# (VIDEO) Removal from block wall in Winter Haven, FL



## PatBeek (Jan 13, 2012)

.

My latest:


----------



## Mr.Beeman (May 19, 2012)

Amazing to think that a $2.95 tube of silicone and 2 minutes worth of labor would have prevented the swarm from moving in to the block wall in the first place.
What's the plan for repairs?


----------



## PatBeek (Jan 13, 2012)

Mr.Beeman said:


> Amazing to think that a $2.95 tube of silicone and 2 minutes worth of labor would have prevented the swarm from moving in to the block wall in the first place.
> What's the plan for repairs?


The customer agreed to take on repairs when first discussed.

I charge less money to remove bees if I don't have to do repairs.

He knows he has to seal around conduit very well.
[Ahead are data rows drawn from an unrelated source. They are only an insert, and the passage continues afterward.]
Issue #613, opened 2018-03-21
Wrong share messages in the Activities


cdamken:
I saw in the activities from the sync-client and the Activity app:

**You shared oC-Install/index.html with Christian XXXX, Christian XXXX and Dmitry YYYY**

I only shared with Christian and I shared with Dmitry a different File (in different Time)

I can see in the Logs only this related line:

```
{"reqId":"H85WNLSMht5y6TQJZJgC","level":1,"time":"2018-03-20T15:41:32+01:00","remoteAddr":"87.148.35.15","user":"carlos","app":"admin_audit","method":"POST","url":"\/ocs\/v2.php\/apps\/files_sharing\/api\/v1\/shares?format=json","message":"user <carlos>, displayName <Carlos Damken> shared file \/carlos\/files\/oC-Install\/index.html with the user chris, permissions:  READ  UPDATE  SHARE, owner: carlos [CLIENT_IP: 87.148.35.15] [USER_AGENT: Mozilla\/5.0 (Macintosh; Intel Mac OS X 10_13_3) AppleWebKit\/537.36 (KHTML, like Gecko) Chrome\/65.0.3325.162 Safari\/537.36]"}
```

I never shared this file with Dmitry, what can be done? where can I search for more information?

PVince81:
### Steps:

1. Create two users "user1" and "user2"
2. Create two folders "one" and "two"
3. Share "one" with "user1"
4. Share "two" with "user2"
5. Go to activity page

### Expected result
Two entries:
- "You shared 'two' with 'user2'"
- "You shared 'one' with 'user1'"

### Actual result
A single wrong entry: "You shared 'two' with 'user2'  and 'user1'"

### Versions
OC v10.0.8 + activity v2.3.6 (also happening in v2.3.4)
Also observed on latest core stable10 branch and activity master branch.

PVince81:
The "oc_activity" table contains separate entries for both actions
The OCS API delivers a grouped version of these entries.

Seems something is missing in the GroupHelper class that decides on what fields to group on.

PVince81:
PR here: https://github.com/owncloud/activity/pull/624

PVince81:
Keeping open to discuss acceptance tests @patrickjahns

PVince81:
okay, mixed up with other ticket

paurakhsharma:
Acceptance test verifying the fix at: #673

PR #624, opened 2018-06-05
Fix grouping for share messages

PVince81:
Fixes https://github.com/owncloud/activity/issues/613

Now if you share as follows:

1. share "one" with "user1"
2. share "two" with "user2"
3. share "three" with user2"

You get:
- "You shared two and three with user2"
- "You shared one with user1"

However my logic seems to have broken other grouping:
if you create three folders "x", "y", "z" they appear as separate messages.

It seems there is some confusion in the GroupHelper about what the group key and grouping parameter is supposed to be. From my understanding it should be pointing at the parameter to be grouped on, the one that will not be repeated and everything else is aggregated. This is my current implementation.

However for the three separate folder creations, the grouping parameter points at folder name (single parameter). I need to dig deeper to better understand what was intended but have the feeling that the original code is also a bit mixed up in the semantics of the group parameter.

It might be possible to use a simpler solution that doesn't break the second scenario.

Next up:
- [ ] investigate semantics of the grouping parameter (the one selected to group on)

### DIFF
--- a/lib/GroupHelper.php
+++ b/lib/GroupHelper.php
@@ -109,20 +109,30 @@ class GroupHelper {
 			abs($activity['timestamp'] - $this->groupTime) < (3 * 24 * 60 * 60)
 			&& (!isset($this->openGroup['activity_ids']) || sizeof($this->openGroup['activity_ids']) <= 5)
 		) {
-			$parameter = $this->getGroupParameter($activity);
-			if ($parameter !== false) {
-				/** @var IParameter $parameterInstance */
-				$parameterInstance = $this->openGroup['subjectparams_array'][$parameter];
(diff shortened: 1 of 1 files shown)


PVince81:
I gave this another thought and realized that I'm trying to group on multiple fields at the same time, which is not possible. It would require the code to be able to preemptively find out what activity fields are repeated and dynamically decide whether to group on the file name or the user to be able to produce messages like:
- "You shared a and b and c with user1"
- "You shared a with user1 and user2"
- and potentially also: "You shared a and b and c with user1 and user2".

The current code isn't built to support this, so I'm going to limit it to the most common use case which is likely sharing a single thing with multiple users.

PVince81:
Correct approach here: https://github.com/owncloud/activity/pull/625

That much WAS discussed. 

.


----------



## tech.35058 (Jul 29, 2013)

Thank you for posting, the video was great.
I noticed several techniques I had not thought of.
( I am planning on _not_ doing any cut outs for the foreseeable future! 
my first summer as a bee keeper, I was invited to remove bees from a basement wall, tried a trap out, but was beyond my expertise at the time. ( & probably beyond my expertise now , too )
Thanks for posting.


----------



## PatBeek (Jan 13, 2012)

tech.35058 said:


> Thank you for posting, the video was great.
> I noticed several techniques I had not thought of.
> ( I am planning on _not_ doing any cut outs for the foreseeable future!
> my first summer as a bee keeper, I was invited to remove bees from a basement wall, tried a trap out, but was beyond my expertise at the time. ( & probably beyond my expertise now , too )
> Thanks for posting.


Thanks for the kind words.

Just curious, what techniques did you see that you hadn't though of previously?

Thanks. 

.


----------



## bevy's honeybees (Apr 21, 2011)

Hey Pat, that looked like a lot of work! Nice job.
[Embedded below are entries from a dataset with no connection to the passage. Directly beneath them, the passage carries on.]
PR #631, opened 2018-07-02
Fixes #630

### LINKED ISSUE #630: Thumbnails of images are not shown in activity menu
**Safari 11**
screen shot 2018-06-29 at 12 54 25
**Chrome/Firefox**
screen shot 2018-06-29 at 12 58 33

oC 10.0.9.RC2 and activity app branch ```release-2.3.7```

DeepDiver1975:


tests/Controller/OCSEndPointTest.php
```diff
@@ -564,7 +564,7 @@ public function dataGetPreview() {
 		return [
 			['author', 42, '/path', '/currentPath', true, true, false, '/preview/dir', true],
 			['author', 42, '/file.txt', '/currentFile.txt', false, true, false, '/preview/mpeg', true],
-			['author', 42, '/file.txt', '/currentFile.txt', false, true, true, '/preview/currentFile.txt', false],
+			['author', 42, '/file.txt', '/currentFile.txt', false, true, true, '/dav/files//file.txt?x=150&y=150', false],
```
PVince81: this should actually be "remote.php/dav" but the left part is missing because you didn't mock "linkTo" for remote.php

DeepDiver1975: quite valid - but there is no difference if I return remote.php from linkTo or not.
there is no functional difference with respect to the tested code.

if I return 'TheQuickBrownFox' in the mocked method the expected result will hold 'TheQuickBrownFox'

pointless from my pov

PVince81: there is one small benefit: it enforces that you actually didn't forget to call "linkTo" because if you do, the link will be wrong

PVince81:
seems codecov isn't running for the old OC version so it thinks the code is not covered

do we need to add a test running for OC < 10.0.9 ?

DeepDiver1975:
codecov can be addressed laster -> merge and ship

PVince81:
no backports needed for activity

Issue #637, opened 2018-07-17
Jquery 2 Migration


felixheidecke:
# jQuery Core 1.9 Upgrade Guide

Changes of Note in jQuery 1.9

See the full [upgrade guide at jquery.com](http://jquery.com/upgrade-guide/1.9/)

## Minor

`.click()`

- [x] js/script.js
- [x] js/settings.js

## Neglectable

`.ajax()`

- [x] js/script.js

`.data()`

- [x] js/activitytabview.js
- [x] js/script.js

not affected by changes.
however here's a PR to get rid of these later: https://github.com/owncloud/activity/pull/571

`.attr()`

- [x] js/script.js
- [x] js/settings.js

`.prop()`

- [x] js/settings.js

`.before()`

- [x] js/activitytabview.js

PVince81:
PR here for the click adjustment: https://github.com/owncloud/activity/pull/638

PVince81:
I have verified that the activity app still works **without** modifications in regards to pagination and the affected methods above.

This means that we don't need to schedule a release for the click adjustment https://github.com/owncloud/activity/pull/638 and can just let it be bundled in whatever future release will come.

Let's close this ticket once the PR is merged.

PR #638, opened 2018-08-01
Prepare for jquery 2 update

PVince81:
Replace .click() with .on('click')

Fixes https://github.com/owncloud/activity/issues/637

To test:
- [x] clicking on "more activites" link still works (pagination)
- [x] pagination still works (`before()` call will insert ittems)
- [x] clicking on column header in checkbox settings still works

### DIFF
--- a/js/script.js
+++ b/js/script.js
@@ -257,7 +257,7 @@ $(function(){
 				}
 			});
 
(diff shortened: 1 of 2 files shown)


PVince81:
Retested pagination in both the activity view and in the activity sidebar tab, all works fine.

@felixheidecke please review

I watched this one after your op, wow, a mid July swarm? I don't think I've ever had that happen and I keep bait boxes set up year round in my back yard.
https://www.youtube.com/watch?v=N9sKg-lSg0g


----------



## PatBeek (Jan 13, 2012)

bevy's honeybees said:


> Hey Pat, that looked like a lot of work! Nice job.
> 
> I watched this one after your op, wow, a mid July swarm? I don't think I've ever had that happen and I keep bait boxes set up year round in my back yard.
> https://www.youtube.com/watch?v=N9sKg-lSg0g


Thanks so much for the kind words. 

Yes, that was lucky catching that swarm, especially so quickly.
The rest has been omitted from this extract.